'Thackeray' narrates the story of Shiv Sena founder Bal Thackeray and features Nawazuddin Siddiqui as the iconic political leader. Siddiqui is known for being one of the most versatile actors of all times and has outshone in each and every performance he has delivered till date. And so, putting the ultimate test to his prowess, was the actor able to provide a fitting tribute to Balasaheb Thackeray? Read here.
The story begins in the late 60s and traces the life of Balasaheb Thackeray, as he goes from being a cartoonist at the 'Free Press Journal' to opening his very own weekly magazine named 'Marmik' to then establishing his political party for the betterment of the Marathi 'Manoosh' titled 'Shiv Sena'. The first half establishes Thackeray, as the one who is dearly loved among the citizens and is an influential yet a controversial figure with many fiery moments and crowd-cheering speeches. His and the ultimate goal of his 'Sainiks' is for the natives of Maharashtra to come together, and fight for equal opportunities.
The plot of the film traces Balasaheb's journey as a firebrand journalist to an influential political leader, playing a rather important role in shaping the Marathi identity in front of the entire world. From refusing to bow down to other political parties, 'Shiv Sena' continues to fight for their identity through Thackeray's 'words and deeds'.
The first half of the film is established through a monochrome setting and recreates the old Bombay quite well. He leaves his stable job at the 'Press', as his strong voice towards the political leaders was not supported, and brings in his own weekly magazine titled 'Marmik', through which he launches scathing attacks on leaders such as Morarji Desai.
However, it is the second narrative that matters as his popularity increases so much that even the political heads in New Delhi are wary of him. He constantly pushes his 'Sainik' to fight for the rights of the Maharashtrians, thus rising to become a true leader, loved by the citizens. However, the turning point of the entire three-hour-film is when the belligerent leader stands in front of the court and declares that his party workers have contributed to the demolition of Babri Masjid, and through the scene, one can say that Thackeray was not the man to mince his words.
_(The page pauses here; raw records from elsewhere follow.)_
PR #354, opened 2026-05-05
init/luks: convert done channel to context.Context

### LINKED ISSUE #305: Ability to echo asterisks/dots when typing in decryption passphrase?
I know this is a minor nit but would it be possible to add support for being able to echo dots when typing in a luks decryption passphrase? My computer's keyboard can take a few seconds to fully connect on boot and before switching to booster it was helpful to be able to see the dots show up to know I had actually begun typing. I know the little _ flickers when typing keys but that is a lot less noticeable in general. I tried scanning through the docs and I don't see anything about being able to do that currently.

pilotstew:
### What this PR does

Pure mechanical conversion of five functions in the LUKS unlock paths from `done <-chan struct{}` to `context.Context`:

- `tryPassphraseAgainstSlots`
- `recoverTokenPassword`
- `recoverKeyfilePassword`
- `tryCachedPassphrases`
- `requestKeyboardPassword`

Plus `luksOpen`'s local cancellation channel: `done := make(chan struct{}) + sync.Once` becomes `ctx, cancel := context.WithCancel(context.Background()) + defer cancel()`. The test mirror in `init/token_orchestration_test.go`'s `runPinTokens` helper tracks the new contract.

Zero observable change. +54/−53 net.

### Why ctx specifically

`done` signals one thing (stop). `ctx` is Go's canonical goroutine-coordination object. The upcoming PRs need cancellation (cancellable keyboard reads, FIDO2-PIN and TPM2-PIN prompt cancellation); ctx's deadline support remains available if later work wants to express the existing `token-timeout=` / `keyfile-timeout=` features through it. Adopting the standard idiom now keeps the cancellation surface uniform instead of layering ad-hoc mechanisms.

### Cleanups that fall out

- Drops the local `sync.Once` around `close(done)` — `context.CancelFunc` is already idempotent.
- Drops the redundant explicit `cancel()` after the `<-volumes` drain — the deferred `cancel()` at the top covers it.

---

### Context: the bug this series fixes

When the cooked-mode keyboard reader is blocked in `read(2)` and a non-interactive token (TPM2 PCR-only, touchless FIDO2, or clevis) wins the unlock race, the keyboard prompt has no way to honor the cancellation: the prompt stays on screen, `inputMutex` / `keyboardMu` stay held, and any subsequent volumes that need keyboard entry block until the user manually presses Enter on the now-pointless prompt. A long-standing dangling-prompt bug that has lived alongside booster's concurrent unlock paths.

This series of PRs fixes that bug and, in the process, brings the keyboard and Plymouth prompt UX into the same concurrency model as the rest of booster's unlock pipeline.

### Companion work already shipped

Recent merged PRs in the prompt and unlock space:

- **#314** — Plymouth boot splash support (the UX layer PRs 4–5 of this series extend).
- **#335** — cache passphrases for multi-device LUKS unlock (single-prompt UX for shared passphrases).
- **#337** — fix `rd.luks.name` suppressing crypttab `fido2-device=` and token unlock race.
- **#347** — TPM2 PIN unlock: 3-attempt retry and empty-PIN skip (PIN-prompt UX consistency).
- **#350** — deterministic token dispatch order (predictable prompt order across boots).
- **#353** — serial PIN-token dispatch (predictable ordering when multiple PIN tokens are enrolled).

This series adds the missing piece: prompts that notice when a sibling unlock has succeeded and get out of the way.

### Upcoming UX plan

A focused series of PRs to fix the bug and complete the prompt UX:

1. **This PR — `done` → `context.Context` in unlock paths.** Pure mechanical, zero observable change. Foundation: ctx becomes the cancellation idiom the rest of the work threads through.
2. **Raw-mode keyboard reader.** Replaces the cooked-termios reader with one that honors ctx cancellation. Keyboard prompt auto-dismisses within ~100 ms of a sibling unlock winning. Also echoes asterisks during passphrase entry (closes #305), fixes Ctrl+S freezing the prompt, and supports paste from password managers (relevant to #320).
3. **Extend cancellation to PIN prompts.** Threads ctx into `recoverFido2Password` / `recoverSystemdFido2Password` / `recoverSystemdTPM2Password`. Closes the console side: every prompt cancels on autounlock win.
4. **Plymouth direct-socket IPC.** Replaces exec-based `plymouth` CLI calls with direct socket I/O. Mechanical foundation for splash-side concurrency-aware UX. No user-visible change. Prompt cancel wired for https://gitlab.freedesktop.org/plymouth/plymouth/-/merge_requests/393
5. **Plymouth state-transition messaging.** Splash messages reflect concurrent unlock state ("Waiting for FIDO2 ...", "FIDO2 PIN incorrect", etc.).

### DIFF
--- a/init/luks.go
+++ b/init/luks.go
@@ -1,6 +1,7 @@
 package main
 
 import (
+	"context"
 	"encoding/base64"
 	"encoding/binary"
 	"encoding/hex"
@@ -45,7 +46,7 @@ type luksMapping struct {
 
 // tryPassphraseAgainstSlots tries password against each slot, sending the opened
 // volume on volumes if successful.  Returns true on success.
-func tryPassphraseAgainstSlots(volumes chan *luks.Volume, done <-chan struct{}, d luks.Device, checkSlots []int, password []byte) bool {
+func tryPassphraseAgainstSlots(ctx context.Context, volumes chan *luks.Volume, d luks.Device, checkSlots []int, password []byte) bool {
 	for _, s := range checkSlots {
 		v, err := d.UnsealVolume(s, password)
 		if err == luks.ErrPassphraseDoesNotMatch {
@@ -56,7 +57,7 @@ func tryPassphraseAgainstSlots(volumes chan *luks.Volume, done <-chan struct{}, 
 		}
 		select {
 		case volumes <- v:
-		case <-done:
+		case <-ctx.Done():
 		}
 		return true
 	}
@@ -506,7 +507,7 @@ func tokenNeedsPin(t luks.Token) bool {
 	return false
 }
 
-func recoverTokenPassword(volumes chan *luks.Volume, done <-chan struct{}, d luks.Device, t luks.Token, mappingName string) bool {
+func recoverTokenPassword(ctx context.Context, volumes chan *luks.Volume, d luks.Device, t luks.Token, mappingName string) bool {
 	var password []byte
 	var err error
 
@@ -534,7 +535,7 @@ func recoverTokenPassword(volumes chan *luks.Volume, done <-chan struct{}, d luk
 	}
 
 	info("recovered password from %s token #%d", t.Type, t.ID)
-	return tryPassphraseAgainstSlots(volumes, done, d, t.Slots, password)
+	return tryPassphraseAgainstSlots(ctx, volumes, d, t.Slots, password)
 }
 
 // readKeyfile reads a keyfile at path, skipping offset bytes and reading at most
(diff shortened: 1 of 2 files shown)


init/luks.go
```diff
@@ -789,8 +790,8 @@ func luksOpen(dev string, mapping *luksMapping) error {
 	}
 
 	volumes := make(chan *luks.Volume)
-	done := make(chan struct{})
-	var closeDone sync.Once
+	ctx, cancel := context.WithCancel(context.Background())
```
anatol, line 793: Looks good. Thank you for this cleanup. It is what I wanted to do for a while.

Eventually there would be a more widespread use of context, and things like timeout should use contexts (e.g. here https://github.com/anatol/booster/blob/master/init/main.go#L1133)

PR #355, opened 2026-05-06
init/console: replace cooked-mode reader with raw-mode CSI scanner

### LINKED ISSUE #305: Ability to echo asterisks/dots when typing in decryption passphrase?

pilotstew:
### What this PR does

Replaces `console.go`'s cooked-termios reader (`readPasswordLine` + `readPasswordLocked` + `readPassword`) with a new `console_input.go` raw-mode reader that honors ctx cancellation. Builds on #354 which established `context.Context` as the cancellation idiom in unlock paths.

Three commits: implementation, scanner + pty-harness tests, manpage section. `console_input.go` is intentionally over-commented (state-machine flow diagram, per-flag termios rationale, acronym key block) to keep the dense FSM code review-tractable.

### Headline behaviour fix

When a non-interactive token (TPM2 PCR-only, touchless FIDO2, or clevis) wins the unlock race while the keyboard prompt is showing, the cooked-mode reader has no way to honor the cancellation: it stays blocked in `read(2)`. The prompt dangles, `inputMutex` / `keyboardMu` stay held, and any subsequent volumes that need keyboard entry block until the user manually presses Enter on the now-pointless prompt.

After this change the reader checks `ctx.Done()` between `Poll(100ms)` cycles, returns `ctx.Err()` within ~100 ms of cancellation, restores termios via defer, ends the prompt line cleanly, and releases the locks. End-to-end behaviour: when a token wins, the keyboard prompt dismisses on its own.

### Bonuses that fall out of raw mode

- **Asterisks echo as the user types** (closes #305).
- **Editing keys**: Backspace / Delete, Ctrl+W (word kill), Ctrl+U (line kill), Tab (mask toggle), Enter, Ctrl+C, Ctrl+D (EOF on empty buffer; no-op otherwise).
- **Bracketed-paste support**: terminal emulators bracket pasted text with `\x1b[200~ ... \x1b[201~` markers. The cooked-mode reader treated those as literal password bytes and corrupted entries from password managers. The new scanner consumes the markers and preserves the pasted content verbatim. Particularly relevant to the in-flight remote SSH unlock work in #320.

### Scope and acknowledged gap

Keyboard-passphrase path only. `askPasswordWithFallback` / `readPassword` / `readPasswordLocked` take `ctx context.Context` and the call site in `requestKeyboardPassword` threads it through (already ctx-aware after #354).

**FIDO2-PIN and TPM2-PIN call sites pass `context.Background()`** and continue to dangle on autounlock — closing this gap belongs to an upcoming PR that threads ctx into `recoverFido2Password` / `recoverSystemdFido2Password` / `recoverSystemdTPM2Password`. Honest about the gap so the staged review works.

### Scanner design

Per-byte FSM consuming ANSI CSI / SS3 / OSC / DCS sequences and bracketed-paste markers so they never enter the password buffer. UTF-8 multi-byte reassembly across read boundaries with overlong / surrogate / >U+10FFFF rejection (via `utf8.Valid`). Bounded CSI parameter accumulation (16 bytes) — garbage input can't lock up the scanner.

Inspired by Plymouth's `on_key_event` in `src/libply-splash-core/ply-keyboard.c`, with intentional divergences:
- Kept ISIG so Ctrl+C still cancels (Plymouth's `cfmakeraw` clears it).
- Accept both BS (`\x08`) and DEL (`\x7f`) as backspace; Plymouth only DEL.
- Proper Ctrl+W word-kill; Plymouth collapses Ctrl+W to line-kill.
- OSC, DCS, and bracketed-paste handling; Plymouth doesn't have them.
- UTF-8 validation; Plymouth doesn't validate.
- Bounded CSI parameter accumulation; Plymouth unbounded.

UTF-8 helpers (`trimLastCodepoint`, byte-pattern table) are direct ports of Plymouth's `ply_utf8_*` functions; the CSI scanner itself is reimplemented as a per-byte FSM rather than Plymouth's slice-scan.

### No new dependency

The scanner is stdlib Go only. Surveyed alternatives (`golang.org/x/term`, `charmbracelet/x/input`, `peterh/liner`, `eiannone/keyboard`, `mattn/go-tty`) either don't support cancellable raw reads (the bug we're fixing) or pull substantial transitive deps inappropriate for an initramfs.

### Termios contract

Raw mode clears: ECHO, ICANON, IEXTEN, IXON, IXOFF, BRKINT, INPCK, ISTRIP, INLCR, IGNCR. Keeps ISIG on. VMIN=1, VTIME=0. Every return path restores the original termios via defer.

No signal-based safety net (sigaction). A process killed mid-read could leave the terminal in raw mode until systemd takes over — acceptable for booster's PID-1 use case (rarely takes signals during boot).

### Testing

Two test files. Scanner unit tests in `console_input_test.go` exercise the state machine directly via `Feed()` (CSI / SS3 / OSC / DCS / bracketed-paste / UTF-8 split across reads / editing keys / killWord boundary semantics).

Pty-harness end-to-end tests in `console_input_pty_test.go` exercise ctx cancellation against a real Linux pty pair (`/dev/ptmx`):
- **Headline test:** ctx cancellation returns within ~100 ms with termios restored.
- Reads typed bytes; partial-input cancel discards buffer; **Backspace deletes one full UTF-8 codepoint not one byte**; empty password (Enter on empty); EOF mid-read returns no error.

Live-tested on local tty1: passphrase entry, FIDO2-touchless-wins-while-prompting (the headline fix verified), wrong passphrase retry, Tab masking toggle. Multi-volume and serial console behavior matches in design but not separately tested.

### Risks

- Critical boot path: bug here can prevent disk unlock.
- Dense state-machine code in a critical path — review burden is real. The file leans on extensive comments (state-machine flow diagram, per-flag termios rationale, acronym key block) to make it tractable.
- Termios restoration relies on Go defer; no sigaction safety net (noted above).
- Keyboard path only; PIN-prompt cancellation lands in an upcoming PR.

### Manpage

Adds a "Password entry" section under NOTES documenting editing keys, asterisk echo, auto-dismiss on autounlock-win, and language support.

### DIFF
--- a/docs/manpage.md
+++ b/docs/manpage.md
@@ -181,6 +181,16 @@ UUID parameter can optionally be enclosed with quote symbol `"` though it is not
 `root=UUID=ac8299a8-91ce-4bf6-a524-55a62844b787`, `root=UUID="ac8299a8-91ce-4bf6-a524-55a62844b787"` (not recommended),
 `rd.luks.uuid=ac8299a8-91ce-4bf6-a524-55a62844b787`, `rd.luks.uuid="ac8299a8-91ce-4bf6-a524-55a62844b787"` (not recommended).
 
+### Password entry
+Editing keys beyond the standard:
+ * **Ctrl+W** — erase the previous word.
+ * **Ctrl+U** — erase the entire entry.
+ * **Tab** — toggle visibility of the typed characters (asterisks ↔ literal).
+
+When any unlock method wins the race (a TPM2 PCR-only or FIDO2 touchless token completes, or a sibling volume's keyfile reads successfully), the keyboard prompt auto-dismisses and boot continues.
+
+PIN prompts (TPM2-PIN, FIDO2-PIN) accept up to 3 attempts; press Enter empty PIN to skip the token to the next unlock prompt.
+
 ### Modules selection
 It is a note to summarize the algorithm that computes what modules are going to end up in the generated booster image.
 Initial module list for booster is `defaultModulesList` - a set of predefined hard-coded modules defined at `generator.go`.
--- a/init/console.go
+++ b/init/console.go
@@ -3,13 +3,10 @@ package main
 import (
 	"bytes"
 	"fmt"
-	"io"
 	"os"
 	"os/exec"
-	"sync"
 	"unsafe"
 
-	"github.com/anatol/booster/init/quirk"
 	"golang.org/x/sys/unix"
 )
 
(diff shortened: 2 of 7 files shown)


anatol:
Fantastic! Thank you very much!

PR #357, opened 2026-05-06
init: prompt-aware status-message redraw and token-unlock confirmation

pilotstew:
### What this PR does

Two changes that together close out the console UX for booster's concurrent unlock pipeline:

**1. Prompt-aware `statusMessage` redraw.** When `statusMessage` fires during an active console password prompt, the current line is erased, the message prints, and the prompt is reprinted below — cursor stays at the bottom, asterisk count preserved. Without this a status message printed mid-prompt tears through the prompt line.

The new `promptVolumeUnlocked` helper lets `statusMessage` skip the redraw when the prompt's volume is already unlocked (its `ctx.Done()` has fired), avoiding reprinting a stale prompt that the cancellation logic hasn't yet torn down.

`readPasswordOn` now sets `consolePrompt.{active, text, done}` during each prompt — fields declared in #355 that become load-bearing only now that `statusMessage` consumes them.

**2. Token-unlock confirmation.** `recoverTokenPassword` fires `statusMessageTimed("X unlocked via Y", 3s)` on success. After #355 (keyboard prompt cancellation) and #356 (PIN-prompt cancellation) cleanly dismiss prompts when a sibling token wins the race, the user previously saw nothing telling them what happened — boot just continued. This adds the missing confirmation: "cryptroot unlocked via FIDO2", "swap unlocked via TPM2", etc.

`tokenFriendlyName` provides the short label per token type. `statusMessageTimed` clears the message after 3 seconds so it doesn't linger on the splash.

### Scope

Console UX only. Plymouth users get these messages too (`statusMessage` routes to plymouthd when enabled), but Plymouth-side polish — splash banner styling, native timed-message support, dismissing prompts on socket hangup — is separate work upstream of plymouthd.

### Testing

- `TestPromptVolumeUnlocked`: covers all three observable states of the active-prompt's `ctx.Done()` — nil, open, closed.
- `TestTokenFriendlyName`: pins down the labels in the unlock-confirmation message.
- The redraw protocol's visual correctness (line-erase + reprint with preserved asterisk count) is covered by live test rather than unit test — the relevant output goes through `fmt.Print`, which the pty harness can't capture.

Live-tested on local tty1: token-unlock confirmation appears after autounlock; status messages don't tear through prompts during PIN-incorrect retry.

### DIFF
--- a/init/console_input.go
+++ b/init/console_input.go
@@ -494,11 +494,10 @@ var consoleMu sync.Mutex
 //     it to skip a redraw once the volume is unlocked by another method
 //     (avoids redrawing a prompt that's about to be dismissed)
 var consolePrompt struct {
+	active    bool
+	text      string
 	asterisks int
-	// Foreshadowed for the upcoming Plymouth splash UX work — see comment above.
-	// active bool
-	// text   string
-	// done   <-chan struct{}
+	done      <-chan struct{}
 }
 
 // consolePrint writes msg without acquiring consoleMu. Callers must hold consoleMu.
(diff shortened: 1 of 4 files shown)


pilotstew:
Testing messaging can be hard — would love some more eyes here, likely rough edges in the wording and timing. The strings ("X unlocked via Y"), the 3-second timed-clear duration, and the choice between timed-clear vs ctx-driven clearing are all judgment calls. Would love feedback on anything that reads off.

anatol:
The idea and the code that implements looks good to me. It is a type of a change that improves usability of booster. And it would be good to have it. Thank you for the PR!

Undoubtedly, Nawazuddin’s performance as Bal Thackeray works wonderfully for the film and the fact that the actor does not modulate his voice or speak in a Marathi accent works in his favour. He depicts a pitch-perfect portrayal that clearly stands out. Amrita Rao as Meena Tai Thackeray also does a convincing job, although she has quite a limited role. One can say that her portrayal missed a punch, due to which it failed to strike a chord with the audience.
There were various other actors that were playing leaders such as George Fernandes and Sharad Pawar, that lend absolute support to Nawazuddin Siddiqui's relentless efforts. The riled up speeches, the unapologetic behaviour, and the larger than life persona provided an honest portrayal of the leader that leaves a lasting impact in the minds of the audience.
What works: Nawazuddin Siddiqui's exceptional acting skills, the facts were portrayed in a fair and square way, without being 'whitewashed'.
What does not: Harder to relate for those who do not believe in his ideologies.